Des abus qui remontent progressivement aux oreilles des juges des faillites. Le 16 novembre, l’une de ces nombreuses procédures judiciaires (Kemp v. Countrywide Home Loans Inc – 08-024448 – US bankruptcy Court for the District of new jersey (Camden)) a connu un retentissement exceptionnel.
Elle pourrait bien marquer le retour d’une sévère crise financière outre-Atlantique, et, par capillarité, dans les restes du monde…

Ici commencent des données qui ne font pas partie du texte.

PR #2461, opened 2024-04-22
fix(macos/input): incorrect mouse input for non-main display

TimmyOVO:
## Description

fix: abs mouse input not working in macOS
fix: wrong abs mouse coordinates when capturing non-main display in macOS
fix: wrong mouse coordinates correction when capturing non-main display in macOS

## Type of Change

## Checklist

## Branch Updates


ReenigneArcher:
I don't have the ability to test these changes. Ideally unit tests would be added around the changed code, but I understand that's not always the easiest thing to do.

Can you explain how you tested your changes?

src/platform/macos/display.mm
TimmyOVO, line 1: In this [commit](https://github.com/LizardByte/Sunshine/commit/a4d9ee3fa4630bc0e7fdff230e923829c1d06015#diff-1518590f5c5028e6a34dd695918cfc679e97e1452dc0dc814718f250d93795deR481), there is a change that would require both env_width and env_height to have non-zero values, but these values are not properly set in that commit, which could break absolute mouse input on macOS.

src/platform/macos/input.cpp
TimmyOVO, line 1: Before we support change the display we need to capture in macOS, the location we get here according to [Apple Document](https://developer.apple.com/documentation/coregraphics/1455788-cgeventgetlocation?language=objc) should be `The current location of the specified mouse event in global display coordinates`, we can not just simply assuming the display's bounds  to `[0,display_width]` and `[0,display_height]`. So we need to get the correspond display bounds for display we are capturing using [`CGDisplayBounds`](https://developer.apple.com/documentation/coregraphics/1456395-cgdisplaybounds?language=objc) which return `The bounds of the display, expressed as a rectangle in the global display coordinate space (relative to the upper-left corner of the main display).`.

src/platform/macos/input.cpp
```diff
@@ -379,10 +383,15 @@ const KeyCodeMap kKeyCodesMap[] = {
...
   abs_mouse(input_t &input, const touch_port_t &touch_port, float x, float y) {
-    auto scaling = ((macos_input_t *) input.get())->displayScaling;
+    auto macos_input = static_cast<macos_input_t *>(input.get());
+    auto scaling = macos_input->displayScaling;
+    auto display = macos_input->display;
 
     CGPoint location = CGPointMake(x * scaling, y * scaling);
-
+    CGRect display_bounds = CGDisplayBounds(display);
+    // in order to get the correct mouse location for capturing display , we need to add the display bounds to the location
```
TimmyOVO, line 392: The location we received are relative to the display we are capturing ,so we get the display bounds using [CGDisplayBounds](https://developer.apple.com/documentation/coregraphics/1456395-cgdisplaybounds?language=objc) then add them up to get the right input coordinates.

TimmyOVO (commented):
That's all i done here in order to get correct input coordinates after we support specific display capture.

src/platform/macos/input.cpp
```diff
@@ -328,15 +328,19 @@ const KeyCodeMap kKeyCodesMap[] = {
...
 
-    if (location.y < 0)
-      location.y = 0;
-    if (location.y >= (double) CGDisplayPixelsHigh(display))
-      location.y = (double) CGDisplayPixelsHigh(display) - 1;
+    // limit mouse to current display bounds
+    if (location.x < display_bounds.origin.x)
+      location.x = display_bounds.origin.x;
+    if (location.x >= display_bounds.origin.x + display_bounds.size.width)
+      location.x = display_bounds.origin.x + display_bounds.size.width - 1;
```
cgutman, line 338: You should use `std::clamp()` instead.

Example:
```
location.x = std::clamp(location.x,  display_bounds.origin.x, display_bounds.origin.x + display_bounds.size.width - 1);
```

BayLee4:
Hi, just wanted to report that I tested the changes (by forking the homebrew tap [repository](https://github.com/LizardByte/homebrew-homebrew) and then pointing it to the right branch/commit) and confirm the issue is now gone, everything[1] works perfectly 👍

[1]: Well except the CTRL + ALT + SHIFT + N shortcut which still doesn't hide the cursor in anything but the main display, but that behavior is already present upstream so that would be a different issue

John T. Kemp, emprunteur auprès de Countrywide Financial Corp, rachetée par Bank of America en juillet 2008, s’est en effet mis en tête de contester la saisie que sa banque s’apprêtait à lui faire subir.
La créancière contractuelle de Kemp a été incapable de produire la "grosse hypothécaire", autrement dit le document original qui matérialise les droits de l’établissement prêteur bénéficiaire de l’hypothèque concédée par l’emprunteur et qui autorise la saisie en cas de défaillance de ce dernier.
Kemp a donc demandé à la justice qu’elle prononce la nullité de la procédure. Une requête à laquelle la juge Judith H. Wizmur a donné une suite favorable.
« Ça pourrait affecter des milliers ou des centaines de milliers de prêts » a affirmé Bruce Levitt, l’avocat de Kemp, à l’annonce de la décision.
L’affaire a été d’autant plus commentée que dès début octobre, les Procureurs Généraux de chacun des 50 États de l’Union avaient lancé des enquêtes pour mesurer l’ampleur du phénomène.
Jeffrey Stephan, un employé de GMAC, la grosse boîte de services financiers de General Motors, interrogé dans le cadre desdites investigations, a reconnu qu’il signait mensuellement jusqu’à 10 000 demandes de saisie sans véritablement les examiner.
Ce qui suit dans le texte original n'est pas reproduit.